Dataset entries
PR #627, opened 2020-10-13
Fix out-of-order array access in bezierminmax

simoncozens:


anthrotype:
this `bezierMinMax` method, is it part of Glyphs.app's Python API, or is it a private helper for computing the tightest bounding box? 
I would rather reuse fontTools BoundsPen so we have less code to maintain..

anthrotype (approved):
anyway, the specific code changes LGTM

simoncozens:
It's computing the bounds of a segment. Yes, used only in the GSPath bbox code, so that probably should be replaced with a pen.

Directions for this task
Every entry should be restated word for word.

Answer to the problem
PR #627, opened 2020-10-13
Fix out-of-order array access in bezierminmax

simoncozens:


anthrotype:
this `bezierMinMax` method, is it part of Glyphs.app's Python API, or is it a private helper for computing the tightest bounding box? 
I would rather reuse fontTools BoundsPen so we have less code to maintain..

anthrotype (approved):
anyway, the specific code changes LGTM

simoncozens:
It's computing the bounds of a segment. Yes, used only in the GSPath bbox code, so that probably should be replaced with a pen.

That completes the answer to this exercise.